Foraging in the Virtual Himalayas: Intrinsic and Extrinsic Factors in Search

AbstractForaging over land for resources was central to the evolution of search processes and decision-making for many organisms, including humans. The processes underlying natural foraging behaviors are foundational to cognition, but in the field, it is difficult to collect detailed and accurate measures of search behaviors, and hard to manipulate search conditions. We used Google Earth and the Unity 3D platform to recreate a patch of the Himalayan foothills with ancient temples used as waypoints for travelers on foot. Two hundred players recruited via MTurk moved over the landscape with realistic speed, energy usage, and perceptual conditions to find as many temples as possible given a limited energy budget.
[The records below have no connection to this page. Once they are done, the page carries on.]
PR #970, opened 2022-01-28
Bug 5179 part 2

yadij:
Followup to PR 953, using exceptions instead of fatal().

The safe use of exceptions required some refactoring to reduce scope of temporary variables and std::unique_ptr to destruct temporary memory in a clean manner.

Refactoring to STL types and even better list management is left out of scope. Initial review implies that would touch a lot of other WCCP logic. This is (attempting, approximately) minimal change for the bug fix.

Todo:
 * test and find runtime issues
 * audit the WCCP2_I_SEE_YOU router list parse for similar issues


src/wccp2.cc
```diff
@@ -1136,15 +1140,17 @@ CheckSectionLength(const void *sectionStart, const size_t sectionLength, const v
...
-CheckFieldDataLength(const FieldHeader *header, const size_t dataLength, const void *areaStart, const size_t areaSize, const char *error)
+CheckFieldDataLength(const FieldHeader *header, const size_t headerLength, const size_t dataLength, const void *areaStart, const size_t areaSize, const char *error)
 {
     assert(header);
-    const auto dataStart = reinterpret_cast<const char*>(header) + sizeof(header);
+    const auto dataStart = reinterpret_cast<const char*>(header) + headerLength;
     CheckSectionLength(dataStart, dataLength, areaStart, areaSize, error);
-    return sizeof(header) + dataLength; // no overflow after CheckSectionLength()
+    return headerLength + dataLength; // no overflow after CheckSectionLength()
 }
```
rousskov, line 1154: This code may work, but this change needs refactoring because it is a significant step backwards in the level of safety offered by this safety-focused method. It is better to break WCCP completely than to switch back to "working" WCCP with less safe code IMO. The current PR code may be 100% correct, but there is no good reason to to significantly increase the probability of future safety mistakes, similar to those we recently fixed.

This buggy function was designed to check (header, data) protocol fields or elements. In terms of the protocol, both "router capability" and "router capability element" are such elements. The official code _correctly_ (and naturally) assumes that FieldHeader is a field _header_. Converting that function parameter into a "this is a field header in some cases and something else in other cases so please try to remember to supply the correct field header length in all cases" is not a good solution.

AFAICT, the bug this PR needs to fix is in router_capability_element declaration. Here are the existing declarations that, once you strip decorations, show the problem:

```C++
struct wccp2_item_header_t { // A TLV header field
    uint16_t type;
    uint16_t length;
};

struct wccp2_capability_info_header_t { // A TLV field header
    uint16_t capability_info_type;
    uint16_t capability_info_length;
    /* dynamic length capabilities list */ // No, the list is not inside the header, but we all know what the author meant.
};

struct wccp2_capability_element_t { // A field itself!
    uint16_t capability_type;
    uint16_t capability_length;
    uint32_t capability_value;
};
```

I think we can fix the bug we are trying to fix without introducing a lot of cascading changes by adjusting the types along these lines:

```C++
struct wccp2_capability_element_header_t {
    uint16_t capability_type;
    uint16_t capability_length;
};

struct wccp2_capability_element_t: public wccp2_capability_element_header_t {
    /// convenience wrapper to access the whole header
    wccp2_capability_element_header_t *header() { return this; }
    uint32_t capability_value;
};

...

const auto elementSize = CheckFieldDataLength(
    router_capability_element.header(), ntohs(router_capability_element->capability_length),
    ...);
```

There are much better fixes, of course, but they will require a lot more code changes.

After the above is done, we should also add a static assert to the original CheckFieldDataLength(), to catch similar bugs in the future:

```C++
// A weak check that FieldType is a header rather than the whole field (or something else).
// TODO: Extract the notion of a field header into a dedicated type!
static_assert(sizeof(*header) == 4, "FieldHeader is a typical WCCPv2 TLV header");
```

After the above is done, we should also fix the sizeof(header) expressions inside the original CheckFieldDataLength(). They should read sizeof(*header) instead AFAICT. Another well-hidden bug in this untested official code!..

After the above is done, there might be at least one more bug to fix here, but I would prefer to postpone that analysis until the above changes are enacted.

I can enact these changes myself if you prefer. Just let me know.

rousskov (changes requested):
This is a partial review to help you make progress.

src/wccp2.cc
yadij: > I can enact these changes myself if you prefer. Just let me know.

Please do. That would be faster than explaining the details.

rousskov: Done in 542b81a.

src/wccp2.cc
```diff
@@ -1398,6 +1402,14 @@ wccp2HandleUdp(int sock, void *)
...
 
+                // XXX: Here and elsewhere, we do not check that
+                // capability_value actually fits inside the area limited by
+                // router_capability_element->capability_length! For example, we
+                // might receive a bogus capability_length value of 1, which is
+                // smaller than sizeof(capability_value). We do check that
+                // router_capability_element fits into the area limited by
+                // router_capability_data_length a whole, but that check is too
+                // weak because there may be other elements in that area.
                 if (!(ntohl(router_capability_element->capability_value) & Config.Wccp2.return_method)) {
```
rousskov, line 1413: This is another problem we need to address.

src/wccp2.cc
```diff
@@ -1072,16 +1083,9 @@ wccp2ConnectionClose(void)
...
 
-                if (cache_list_ptr != &router_list_ptr->cache_list_head) {
-                    xfree(cache_list_ptr);
-                } else {
-
-                    memset(cache_list_ptr, '\0', sizeof(struct wccp2_cache_list_t));
-                }
-            }
+            delete router_list_ptr->cache_list_head.next;
+            memset(&router_list_ptr->cache_list_head, '\0', sizeof(struct wccp2_cache_list_t));
```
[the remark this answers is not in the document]
rousskov: BTW, I get lots of compiler warnings related (AFAICT) to this change request. I forgot to copy the build log, but I believe GCC did not like us memset()-ing non-trivial objects either.

rousskov (changes requested):

amk1969:
I testing this code against a Cisco router. There are some troubles... With hash assignment, one cache is ignored and a broken assignment packet is sent to router. This change fixes it, not sure how to propose with github...

`--- a/src/wccp2.cc
+++ b/src/wccp2.cc
@@ -1849,7 +1849,7 @@ wccp2AssignBuckets(void *)
                 if (num_caches) {
                     int cache;
 
-                    for (cache = 0, cache_list_ptr = &router_list_ptr->cache_list_head; cache_list_ptr->next; cache_list_ptr = cache_list_ptr->next, ++cache) {
+                    for (cache = 0, cache_list_ptr = &router_list_ptr->cache_list_head; cache_list_ptr; cache_list_ptr = cache_list_ptr->next, ++cache) {
                         /* add caches */
`

For mask assignment, one cache/router works, but I fear that in case more get added one gets ignored as well. Need to run more instances, hopefully tomorrow.

BTW, would it be possible to make mask configurable and not hardcoded as 0x1741? Less bits set in the mask saves resources at the router side and makes smaller packets.

amk1969:
The diff from yesterday is not sufficient. Running two caches and two routers again results in malformed packet:

```
    Assignment Info
        Type: Assignment Info (6)
        Length: 300
        Assignment Key IP Address: 192.168.1.4
        Assignment Key Change Number: 4
        Number of Routers: 2
        Router IP: 192.168.2.1
        Router IP: 192.168.1.1
        Number of WC: 2
            WC IP: 192.168.1.4 id: 0
            WC IP: 0.0.0.0 id: 1
[Malformed Packet: WCCP]
```
The IP of second cache is not output, first 4 buckets are interpreted as IP address and there are not enough buckets. Also the buckets themselves are all 0, while half should be going to the other cache.

Further troubles noticed:
There is trouble with address comparison in hash mode. cache with IP 192.168.1.3 logged:
`2022/02/13 11:33:16.788 kid1| 80,5| wccp2.cc(1575) wccp2HandleUdp: I am not the lowest ip cache - not assigning buckets`
The other created bad assignment above.

In the mask assignment mode, the lower IP created it, but it sends different assignment to each router - one router is instructed to redirect everything to one cache, other to the other. This is not how it should work.

I also notice that the wccp assignment packets are created for each router separately. This can be optimized - actually all routers/caches should get the same wccp messages, the protocol supports also multicast.

In all HIA messages the web cache view contains Number of Web Caches=0. This does not lead to problem with operation, but it is confusing when checking the packets.

rousskov:
@amk1969, thank you for testing this and suggesting fixes! Clearly, a lot more needs to be done before this code becomes production-worthy. I do not plan to resume working on WCCP myself until summoned, but GitHub should notify you when there are new PR commits.

src/wccp2.cc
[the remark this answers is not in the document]
yadij: Fixed in aa85c0a547. Although there are more of the same still to resolve in later code.

yadij:
To make some more progress I have now rebased this PR on recent master branch and solved several of the compile issues being identified by GCC-12.

One GCC warning revealed bad bitmask handling of flags that would have resulted in attempted mask assignments being rejected as invalid or interpreted as hash assignment. Hash may have worked due to a fluke overlap of flags meanings. I have verified that the correct flag bits are being used now - but not able to test how this alters the protocol negotiation. This may be related to the strange router 0.0.0.0 appearance and WC=0 mentioned by https://github.com/squid-cache/squid/pull/970#issuecomment-1038020144 (eg mask assignment bucket(s) being interpreted as hash assignment buckets)

Three GCC errors remain all of type:
   "writing to an object of type ‘struct wccp2_cache_list_t’ with no trivial copy-assignment"
I hope to have more time to look into implementing copy assignment properly in a few days.

callumapplsys:
Updating the PR here as I noticed there was some activity on the thread I started on the squid-users mailing list. I was able to modify this patch to get it to build without the three GCC errors referring to the wccp2_cache_list_t struct, and talk successfully to the Cisco router, at least initially.

However I had to comment out lines 2584 to 2596 in wccp2.cc which is the "Swap if we need to" section of the wccp2SortCacheList function. I'm trying to understand why the cache list needs to be sorted to attempt to fix it. From section 3.9 of this WCCP spec, it suggests that the lowest IP cache is selected as the designated cache for a given service group. Is that what this code is for? Is it possible that given my single router setup I would not see the consequences of this change? See [https://datatracker.ietf.org/doc/html/draft-param-wccp-v2rev1-01#section-3.9](https://datatracker.ietf.org/doc/html/draft-param-wccp-v2rev1-01#section-3.9)

There are also two other issues I have noted so far in testing:
 * In doing a packet capture I can see the HERE_I_AM, and I_SEE_YOU messages as expected, but the REDIRECT_ASSIGNMENT message is being flagged as corrupted in Wireshark. It says "Malformed packet (exception occurred)". 
 * When exiting Squid there is an invalid pointer which causes it to abort:
```
2023/08/23 11:36:51| FD 12 Closing WCCPv2 socket
free(): invalid pointer
Aborted
```
Running on Ubuntu 20.04.6 LTS with a GRE tunnel to a Cisco 2821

Half were constrained by the need to return to a home base to report found temples, and half were not. When search paths were analyzed in terms of segment distributions, players who found relatively more temples (high scorers) more closely followed the theoretically optimal Lévy walk that balances exploration and exploitation, regardless of the home base. This intrinsic pattern was also found in perceptual search intervals, with high scorers leaning more towards exploration. By contrast, when search paths were analyzed as wholes, an extrinsic pattern was found in that players ranged farther without a home base, and this difference was more pronounced for high scorers. We conclude that Lévy-like patterns are intrinsic and effective in terms of path segments and perceptual intervals, but overall search behavior adapts to extrinsic factors and constraints.